A concept that first arose in the classical structure theory of finite-dimensional algebras at the beginning of the 20th century. Initially the radical was taken to be the largest nilpotent ideal of a finite-dimensional associative algebra. Algebras with zero radical (called semi-simple) have obtained a fairly complete description in the classical theory: Any semi-simple finite-dimensional associative algebra is a direct sum of simple matrix algebras over suitable fields. Afterwards it was shown that largest nilpotent ideals exist in associative rings and algebras with a minimum condition for left (or right) ideals, that is, in Artinian rings and algebras (cf. Artinian ring), and that the description of Artinian semi-simple rings and algebras coincides with the description of finite-dimensional semi-simple algebras. At the same time it turned out that the radical, as well as the largest nilpotent or largest solvable ideal, could be defined in many classes of finite-dimensional non-associative algebras (alternative, Jordan, Lie, etc.). Here, as in the associative case, semi-simple algebras turned out to be direct sums of simple algebras of some special form.
In connection with the fact that in the infinite-dimensional case the largest nilpotent ideal need not exist, many different generalizations of the classical ideal have appeared: the Baer radical, the Jacobson radical, the Levitzki radical, the Köthe radical, etc. The most frequently used of these is the Jacobson radical (cf. also Quasi-regular radical). Radicals that are in some sense opposite to the classical radical have also been introduced. For example, all classical semi-simple rings (that is, direct sums of complete matrix rings) are radical in the sense of the regular von Neumann radical and are hereditary for the idempotent Baer radical. The construction of the general theory of radicals was initiated by S. Amitsur
and A.G. Kurosh [2].
In this section only algebras (over an arbitrary fixed commutative associative ring with an identity) will be considered; any ring is a special case of such an algebra. By an ideal of an algebra, if not otherwise stipulated, is meant a two-sided ideal.

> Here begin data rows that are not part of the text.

PR #1231, opened 2017-09-05
Fix/app rotation

johnxnguyen:
## Problem
The app was not able to rotate when viewing fullscreen images.

## Cause
The app was in fact not receiving any device rotation information (including `UIDeviceOrientationNotification`'s) from the system. The problem seemed to result in the recent changes to the root view controller instantiation with the introduction of the new `AppRootViewController` class. All window and root view controller objects are managed by this class, and this class was first created in the `AppDelegate`'s initializer. After much trial and error, we discovered that although the view controller hierarchy appeared to be properly constructed, the windows were not receiving any information regarding the device's orientation, and concluded that the windows were being created too early.

## Solution
Simply delaying the instantiation of `RootViewController` to the `application:WillFinishLaunchingWithOptions:` method solved the problem. Furthermore, the rotation handling of the `NotificationWindowRootViewController` needed to be updated to match exactly the `RootViewController`.

### DIFF
--- a/Wire-iOS/Sources/UserInterface/Overlay/NotificationWindowRootViewController.m
+++ b/Wire-iOS/Sources/UserInterface/Overlay/NotificationWindowRootViewController.m
@@ -124,12 +124,22 @@
 
 - (BOOL)shouldAutorotate
 {
-    return YES;
+    // guard against a stack overflow
+    if (self != UIApplication.sharedApplication.wr_topmostViewController) {
+        return UIApplication.sharedApplication.wr_topmostViewController.supportedInterfaceOrientations;
+    } else {
+        return YES;
+    }
 }
 
 - (UIInterfaceOrientationMask)supportedInterfaceOrientations
 {
-    return [UIViewController wr_supportedInterfaceOrientations];
+    // guard against a stack overflow
+    if (self != UIApplication.sharedApplication.wr_topmostViewController) {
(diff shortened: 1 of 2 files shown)


Wire-iOS/Sources/UserInterface/Overlay/NotificationWindowRootViewController.m
```diff
@@ -120,16 +120,16 @@ - (void)transitionToLoggedInSession
     [self.voiceChannelController.view autoPinEdgesToSuperviewEdgesWithInsets:UIEdgeInsetsZero];
 }
 
-#pragma mark - Rotation handling (should match up with roort)
+#pragma mark - Rotation handling (should match up with root)
 
 - (BOOL)shouldAutorotate
 {
-    return UIApplication.sharedApplication.wr_topmostViewController.shouldAutorotate;
+    return YES;
```
mikeger: I think with this change the calling UI would start to rotate, if you receive the call while looking on the picture. The problem is the calling UI is not looking good on iPhone landscape. Please check this case.

johnxnguyen: ah ok, will do 👍

johnxnguyen:
@mikeger I've just notice that sometimes opening the app classy isn't finished loading before the UI is visible

mikeger:
@johnxnguyen classy issue is annoying, but let's fix the top issues first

Let $ \mathfrak A $ be a class of algebras that is closed under taking ideals and homomorphic images, that is, containing with each algebra all of its ideals and all of its homomorphic images. Let $ r $ be an abstract property that an algebra of $ \mathfrak A $ may or may not have. An algebra having property $ r $ is called an $ r $- algebra. An ideal $ I $ of an algebra $ A $ is called an $ r $- ideal if $ I $ is an $ r $- algebra. An algebra is called $ r $- semi-simple if it has no non-zero $ r $- ideals. It is said that $ r $ is a radical property of the class $ \mathfrak A $, or that there is given a radical in $ \mathfrak A $( in the sense of Kurosh), if the following conditions are satisfied:
a) a homomorphic image of an $ r $- algebra is an $ r $- algebra;
b) each algebra $ A $ of $ \mathfrak A $ has a largest $ r $- ideal, that is, an ideal containing any $ r $- ideal of this algebra; this maximal $ r $- ideal is then called the $ r $- radical of $ A $ and is denoted by $ r ( A) $;
c) the quotient algebra $ A / r ( A) $ is $ r $- semi-simple.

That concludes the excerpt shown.